Stored items:

• • • • • • •

PR #1921, opened 2020-06-12
feat(wire-service): export wire-reform types

### LINKED ISSUE #1909: export WireAdapter and WireAdapterConstructor
The wire reform changes introduced a contract between wire adapter authors and LWC that is described by the [WireAdapter](https://github.com/salesforce/lwc/blob/master/packages/%40lwc/engine/src/framework/wiring.ts#L192) and [WireAdapterConstructor](https://github.com/salesforce/lwc/blob/master/packages/%40lwc/engine/src/framework/wiring.ts#L227) interfaces. The Typescript definitions of these interfaces should be exported from LWC so that wire adapter authors are not forced to duplicate them in their own code.

jodarove:
## Details
Fixes #1909 

### DIFF
--- a/packages/@lwc/wire-service/src/index.ts
+++ b/packages/@lwc/wire-service/src/index.ts
@@ -13,6 +13,32 @@ const { freeze, defineProperty, isExtensible } = Object;
 const DeprecatedWiredElementHost = '$$DeprecatedWiredElementHostKey$$';
 const DeprecatedWiredParamsMeta = '$$DeprecatedWiredParamsMetaKey$$';
 
+// Types
+type WireAdapterSchemaValue = 'optional' | 'required';
+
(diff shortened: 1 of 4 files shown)


packages/@lwc/wire-service/src/index.ts
```diff
@@ -110,8 +127,8 @@ function isDifferentConfig(
     return params.some((param) => newConfig[param] !== oldConfig[param]);
 }
 
-export class WireAdapter {
```
jodarove, line 113: intentionally removing this export. this class is internal only and used as a bridge between the old with protocol (via events) and the new wire protocol.

mburr-salesforce:
changes look fine to me, but I have no clue which LWC module should hold the definitions

PR #1922, opened 2020-06-12
feat(engine-server): initial directory structure with tests

ekashida:


packages/@lwc/engine-core/src/framework/restrictions.ts
```diff
@@ -91,31 +91,31 @@ function getNodeRestrictionsDescriptors(
     return {
         appendChild: generateDataDescriptor({
             value(this: Node, aChild: Node) {
-                if (this instanceof Element && isFalse(options.isPortal)) {
```
pmdartus, line 94: @caridy do you recall why the `Element` check was needed here? It was introduced with the `lwc:dom="manual"` directive: https://github.com/salesforce/lwc/commit/bd64274a78a2048cca5ed29edce20505613d7936#diff-8d59e8cac3f4cb87581a75c21f6d97e7R41-R44. We also don't have any specific test coverage for this either.

packages/@lwc/engine-core/src/framework/renderer.ts
```diff
@@ -43,3 +43,10 @@ export interface Renderer<N = HostNode, E = HostElement> {
     isConnected(node: N): boolean;
     tagName(element: E): string;
 }
+
+// This is a temporary workaround to get the @lwc/engine-server to evaluate in node without having
+// to inject at runtime.
+export const documentObject: Document = typeof document !== 'undefined' ? document : ({} as any);
```
pmdartus, line 49: This needs to be fixed at some point for the `@lwc/engine-server` to handle AOM and global HTML attributes.

packages/@lwc/engine-core/src/framework/base-lightning-element.ts
```diff
@@ -175,12 +175,6 @@ function BaseLightningElementConstructor(this: LightningElement): LightningEleme
     if (isNull(vmBeingConstructed)) {
         throw new ReferenceError('Illegal constructor');
     }
-    if (process.env.NODE_ENV !== 'production') {
```
pmdartus, line 178: This check is not needed after the spring cleaning.

packages/@lwc/engine-core/src/framework/stylesheet.ts
```diff
@@ -43,7 +44,7 @@ function getCachedStyleElement(styleContent: string): HTMLStyleElement {
     return fragment.cloneNode(true).firstChild as HTMLStyleElement;
 }
 
-const globalStyleParent = document.head || document.body || document;
+const globalStyleParent = documentObject.head || documentObject.body || documentObject;
```
pmdartus, line 47: The entire stylesheet.ts to be rewritten to accommodate `@lwc/engine-server`. This reference will quickly go away.

packages/@lwc/engine-core/src/framework/restrictions.ts
ravijayaramappa: Could be due to this:
The restrictions routine `getNodeRestrictionsDescriptors` is invoked for any Node and the portal restrictions are only for Elements.
Currently this method is invoked for the host, shadowRoot and all elements. Host and shadowRoot do not need these restrictions.

packages/@lwc/engine-core/src/framework/vm.ts
```diff
@@ -243,12 +243,6 @@ export function createVM<HostNode, HostElement>(
         renderer: Renderer;
     }
 ): VM {
-    if (process.env.NODE_ENV !== 'production') {
-        assert.invariant(
-            elm instanceof HTMLElement,
```
jodarove, line 248: i wonder why we had this assert?!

• • • • • • •

Set the entries down again, unchanged and complete.

PR #1921, opened 2020-06-12
feat(wire-service): export wire-reform types

### LINKED ISSUE #1909: export WireAdapter and WireAdapterConstructor
The wire reform changes introduced a contract between wire adapter authors and LWC that is described by the [WireAdapter](https://github.com/salesforce/lwc/blob/master/packages/%40lwc/engine/src/framework/wiring.ts#L192) and [WireAdapterConstructor](https://github.com/salesforce/lwc/blob/master/packages/%40lwc/engine/src/framework/wiring.ts#L227) interfaces. The Typescript definitions of these interfaces should be exported from LWC so that wire adapter authors are not forced to duplicate them in their own code.

jodarove:
## Details
Fixes #1909 

### DIFF
--- a/packages/@lwc/wire-service/src/index.ts
+++ b/packages/@lwc/wire-service/src/index.ts
@@ -13,6 +13,32 @@ const { freeze, defineProperty, isExtensible } = Object;
 const DeprecatedWiredElementHost = '$$DeprecatedWiredElementHostKey$$';
 const DeprecatedWiredParamsMeta = '$$DeprecatedWiredParamsMetaKey$$';
 
+// Types
+type WireAdapterSchemaValue = 'optional' | 'required';
+
(diff shortened: 1 of 4 files shown)


packages/@lwc/wire-service/src/index.ts
```diff
@@ -110,8 +127,8 @@ function isDifferentConfig(
     return params.some((param) => newConfig[param] !== oldConfig[param]);
 }
 
-export class WireAdapter {
```
jodarove, line 113: intentionally removing this export. this class is internal only and used as a bridge between the old with protocol (via events) and the new wire protocol.

mburr-salesforce:
changes look fine to me, but I have no clue which LWC module should hold the definitions

PR #1922, opened 2020-06-12
feat(engine-server): initial directory structure with tests

ekashida:


packages/@lwc/engine-core/src/framework/restrictions.ts
```diff
@@ -91,31 +91,31 @@ function getNodeRestrictionsDescriptors(
     return {
         appendChild: generateDataDescriptor({
             value(this: Node, aChild: Node) {
-                if (this instanceof Element && isFalse(options.isPortal)) {
```
pmdartus, line 94: @caridy do you recall why the `Element` check was needed here? It was introduced with the `lwc:dom="manual"` directive: https://github.com/salesforce/lwc/commit/bd64274a78a2048cca5ed29edce20505613d7936#diff-8d59e8cac3f4cb87581a75c21f6d97e7R41-R44. We also don't have any specific test coverage for this either.

packages/@lwc/engine-core/src/framework/renderer.ts
```diff
@@ -43,3 +43,10 @@ export interface Renderer<N = HostNode, E = HostElement> {
     isConnected(node: N): boolean;
     tagName(element: E): string;
 }
+
+// This is a temporary workaround to get the @lwc/engine-server to evaluate in node without having
+// to inject at runtime.
+export const documentObject: Document = typeof document !== 'undefined' ? document : ({} as any);
```
pmdartus, line 49: This needs to be fixed at some point for the `@lwc/engine-server` to handle AOM and global HTML attributes.

packages/@lwc/engine-core/src/framework/base-lightning-element.ts
```diff
@@ -175,12 +175,6 @@ function BaseLightningElementConstructor(this: LightningElement): LightningEleme
     if (isNull(vmBeingConstructed)) {
         throw new ReferenceError('Illegal constructor');
     }
-    if (process.env.NODE_ENV !== 'production') {
```
pmdartus, line 178: This check is not needed after the spring cleaning.

packages/@lwc/engine-core/src/framework/stylesheet.ts
```diff
@@ -43,7 +44,7 @@ function getCachedStyleElement(styleContent: string): HTMLStyleElement {
     return fragment.cloneNode(true).firstChild as HTMLStyleElement;
 }
 
-const globalStyleParent = document.head || document.body || document;
+const globalStyleParent = documentObject.head || documentObject.body || documentObject;
```
pmdartus, line 47: The entire stylesheet.ts to be rewritten to accommodate `@lwc/engine-server`. This reference will quickly go away.

packages/@lwc/engine-core/src/framework/restrictions.ts
ravijayaramappa: Could be due to this:
The restrictions routine `getNodeRestrictionsDescriptors` is invoked for any Node and the portal restrictions are only for Elements.
Currently this method is invoked for the host, shadowRoot and all elements. Host and shadowRoot do not need these restrictions.

packages/@lwc/engine-core/src/framework/vm.ts
```diff
@@ -243,12 +243,6 @@ export function createVM<HostNode, HostElement>(
         renderer: Renderer;
     }
 ): VM {
-    if (process.env.NODE_ENV !== 'production') {
-        assert.invariant(
-            elm instanceof HTMLElement,
```
jodarove, line 248: i wonder why we had this assert?!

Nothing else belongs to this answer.